SOLUTION: My problem is to find the indicated term for the geometric series described : Sn=33 an=48 r=-2 , find a1. I am trying to use the formula SN= a1-a1 r(n)/ 1-r However, i am

Question 843435: My problem is to find the indicated term for the geometric series described :
Sn=33 an=48 r=-2 , find a1.
I am trying to use the formula SN= a1-a1 r(n)/ 1-r
However, i am missing 2 variables both a1 and "n". I have tried to solve first using an=a1 r (n-1) but again, i am missing 2 variables (a1 and n).
Please tell me how to solve for a1. Thanks
Answer by Theo(13342) (Show Source): You can put this solution on YOUR website!
Sn = 33
An = 48
R = 2

The formula for the Last term of a geometric series is An = A1 * (R)^(n-1)

The formula for the sum of a geometric series is Sn = A1 * (1 - r^n) / (1 - r)
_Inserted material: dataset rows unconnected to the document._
PR #3498, opened 2024-03-25
NREL ATB axtraction

### LINKED ISSUE #3468: Extract the NREL ATB data to a raw dataframe

cmgosnell:
# Overview

Closes #3468.

What did you change?

# Testing

```[tasklist]
# To-do list
```


cmgosnell:
hm i accidentally made this branch off of my unfinished eia extraction branch... i think it's okay now but i probably should have done something besides merge in main...

src/pudl/extract/excel.py
```diff
@@ -85,17 +85,6 @@ def get_file_name(self, page, **partition):
...
-        """Return dictionary for renaming columns in a given partition and page."""
-        return {
-            v: k
-            for k, v in self._column_map[page]
-            .T.loc[str(self._get_partition_selection(partition))]
-            .to_dict()
-            .items()
-            if v != -1
-        }
-
```
cmgosnell, line 98: i moved this from the excel extractor to the generic extractor with the general idea that `process_raw` should actually do any renaming. This was one of several little migrations that needed to happen for that.

src/pudl/extract/extractor.py
```diff
@@ -145,7 +156,7 @@ def process_raw(
         self, df: pd.DataFrame, page: str, **partition: PartitionSelection
     ) -> pd.DataFrame:
         """Takes any special steps for processing raw data and renaming columns."""
-        return df
+        return df.rename(columns=self._metadata.get_column_map(page, **partition))
```
cmgosnell, line 159: previously only the excel extractor actually did the rename by default. it seems like most of the new csv extracted raw inputs were not trying to rename any of the columns, but still have column_maps w/ 1:1 existing name : pudl name. So as far as i can tell nothing has changed.

src/pudl/extract/parquet.py
```diff
@@ -0,0 +1,51 @@
...
+            page: pudl name for the dataset contents, eg "boiler_generator_assn" or
+                "data"
+            partition: partition to load. Examples:
+                {'year': 2009}
+
+        Returns:
+            string name of the parquet file
+        """
+        partition_selection = self._metadata._get_partition_selection(partition)
+        return f"{self._dataset_name}-{partition_selection}.parquet"
```
cmgosnell, line 32: this actually isn't needed for this extractor in its current form.

src/pudl/extract/parquet.py
```diff
@@ -0,0 +1,51 @@
...
+                "data"
+            partition: partition to load. Examples:
+                {'year': 2009}
+                {'year_month': '2020-08'}
+
+        Returns:
+            pd.DataFrame instance containing CSV data
+        """
+        res = self.ds.get_unique_resource(self._dataset_name, **partition)
+        df = pd.read_parquet(io.BytesIO(res))
```
cmgosnell, line 50: is there a better way to do this?

test/unit/extract/csv_test.py
```diff
@@ -55,12 +55,17 @@ def test_load_source(mock_pd):
 
 
 def test_extract():
-    extractor = FakeExtractor()
+    class SuperFakeExtractor(FakeExtractor):
+        def process_raw(self, df, page, **partition):
+            return df
```
cmgosnell, line 60: i removed the rename here. i think it would be easier overall if this test could either be ripped from the 176 extractor which would require all of the metadata bits necessary to really make an test extractor run.

src/pudl/package_data/nrelatb/column_maps/data.csv
```diff
@@ -0,0 +1,21 @@
+year_index,2019,2020,2021,2022,2023
+report_year,atb_year,atb_year,atb_year,atb_year,atb_year
+core_metric_key,core_metric_key,core_metric_key,core_metric_key,core_metric_key,core_metric_key
+core_metric_parameter,core_metric_parameter,core_metric_parameter,core_metric_parameter,core_metric_parameter,core_metric_parameter
+core_metric_case,core_metric_case,core_metric_case,core_metric_case,core_metric_case,core_metric_case
+cost_recovery_period_years,crpyears,crpyears,crpyears,crpyears,crpyears
+technology_description,technology,technology,technology,technology,technology
+technology_alias,,,technology_alias,technology_alias,technology_alias
+display_name,,,display_name,display_name,display_name
+is_default,,,default,default,default
```
cmgosnell, line 10: i couldn't find documentation about what this field actually is. There are only ever nulls 0's and 1's.... it looks like a quasi boolean but i can't tell.

src/pudl/package_data/nrelatb/column_maps/data.csv
```diff
@@ -0,0 +1,21 @@
+year_index,2019,2020,2021,2022,2023
+report_year,atb_year,atb_year,atb_year,atb_year,atb_year
+core_metric_key,core_metric_key,core_metric_key,core_metric_key,core_metric_key,core_metric_key
+core_metric_parameter,core_metric_parameter,core_metric_parameter,core_metric_parameter,core_metric_parameter,core_metric_parameter
+core_metric_case,core_metric_case,core_metric_case,core_metric_case,core_metric_case,core_metric_case
+cost_recovery_period_years,crpyears,crpyears,crpyears,crpyears,crpyears
+technology_description,technology,technology,technology,technology,technology
+technology_alias,,,technology_alias,technology_alias,technology_alias
```
cmgosnell, line 8: the description and the alias fields were very similar in content and i could not find a reference to this field in the documentation.

src/pudl/extract/excel.py
e-belfer: Oops, perils of parallelism. We're doing similar things in slightly different ways, as I ran into the same issue in #3497.

e-belfer: But I think this looks neat and yours will get merged in first, so I'll handle the conflict!

src/pudl/extract/extractor.py
e-belfer: Tested to make sure that if we delete the column mapping CSV for datasets where it actually isn't necessary everything works just fine in the extraction. So this seems like a good and fine decision.

src/pudl/package_data/nrelatb/column_maps/data.csv
e-belfer: Blocking: can you add the docs you're referencing here to `pudl.docs.data_sources.nrelatb`?

test/unit/extract/csv_test.py
```diff
@@ -55,12 +55,17 @@ def test_load_source(mock_pd):
...
+    extractor = SuperFakeExtractor()
     # Create a sample of data we could expect from an EIA CSV
     company_field = "company"
     company_data = "Total of All Companies"
     df = pd.DataFrame([company_data])
     df.columns = [company_field]
+
     # TODO: Once FakeExtractor is independent of eia176, mock out populating _column_map for PARTITION_SELECTION;
     #  Also include negative tests, i.e., for partition selections not in the _column_map
     with (
```
e-belfer, line 71: Instead of dropping the rename, let's actually test it.

```suggestion
    with (
        patch.object(CsvExtractor, "load_source", return_value=df),
        patch.object(
            # Testing the rename
            GenericMetadata,
            "get_column_map",
            return_value={company_field: 'company_rename'},
        ),
        patch.object(
            # Transposing the df here to get the orientation we expect get_page_cols to return
            CsvExtractor,
            "get_page_cols",
            return_value=df.T.index,
        ),
    ):
        res = extractor.extract(**PARTITION)
    assert len(res) == 1 # Assert only one page extracted
    assert list(res.keys()) == [PAGE] # Assert it is named correctly
    assert res[PAGE]['company_rename'][0] == company_data # Assert that column correctly renamed and data is there.

```

e-belfer (changes requested):
Two smallish blocking changes:

1. Please add any ATB docs that you're referencing into our `data_sources` folder.
2. Suggested changes to the extraction test to actually test the rename, rather than skipping it.

src/pudl/extract/parquet.py
e-belfer: This should be fine, I think!

src/pudl/package_data/nrelatb/column_maps/data.csv
cmgosnell: I was about to go add em but then got turned around because the docs i went digging into are a [series of web pages](https://atb.nrel.gov/electricity/2023/definitions). these docs are mostly pdfs with some html of the empty forms. Does that still seem reasonable? and if so should I just extract the html from the few docs pages per year that I've been pawing through? this feels a little off brand from the rest of these docs.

I was actually able to find A1 and n but it wasn't easy.

I got n = .60768258

Once I got n, I was able to find A1.

I got A1 = 63

Your answer is A1 = 63.

I tried to solve it by formula but wound up in a dead end because I was getting logs of a negative number which is not allowed.

Solving simultaneous equations by graphing is a legitimate solution technique.
I'm not sure if I should have been able to solve it by formula, but I couldn't do it, so graphing was the only other way I knew how to find it.

What I did was solve for A1 in both equations and then set those equations equal to each other.

I then subtracted the second equation from the first and graphed it.

My solution was where the graph crosses the x-axis.

The two equations that I subtracted from each other are equal at that point.

Once I found the value of n, I was able to substitute for n in either equation to get A1.

Here's the details of what I did.

The first equation is:

An = A1 * (2^(n-1))
Solve for A1 to get A1 = An / (2^(n-1))
Replace An with 48 to get A1 = 48 / (2^(n-1))

The second equation is:

Sn = A1 * (1 - 2^n) / (1 - 2)
Simplify to get:
Sn = A1 * (1 - 2^n) / (-1)
Simplify further to get:
Sn = (-A1) * (1 - 2^n)
Replace Sn with 33 to get:
33 = (-A1) * (1 - 2^n)
divide both sides of this equation by (1 - 2^n) to get:
33 / (1 - 2^n) = -A1
multiply both sides of this equation by -1 to get:
-33 / (1 - 2^n) = A1
commute this equation (flip sides) to get:
A1 = -33 / (1 - 2^n)

The equations that I got for A1 are:
A1 = 48 / 2^(n-1)
and:
A1 = -33 / (1 - 2^n)

Since both expressions on the right side of these equations are equal to A1, I set the expressions on the right side of each equation equal to each other to get:

48 / 2^(n-1) = -33 / (1 - 2^n)

I tried to solve this using logs but wound up with logs of a negative number which isn't allowed.

That's when I resorted to graphing.

I added the right side of the equation to both sides of the equation to get:

48 / 2^(n-1) + 33 / (1 - 2^n) = 0

I then set this equation equal to y and graphed it.

The equation that was graphed is:

y = 48 / (2^(x-1)) + 33 / (1 - 2^x)

I had to change n to x in order for the graphing software to work.

the graph of that equation is shown below:

You can't really get the value from the graph.
I used the TI-84 which tells you what the zero crossing point is.
I then use the same TI-84 to find A1 which it told me was 63.

The value of A1 = 63 was generated using the internally stored value of n rather than the rounded value of n that is shown above.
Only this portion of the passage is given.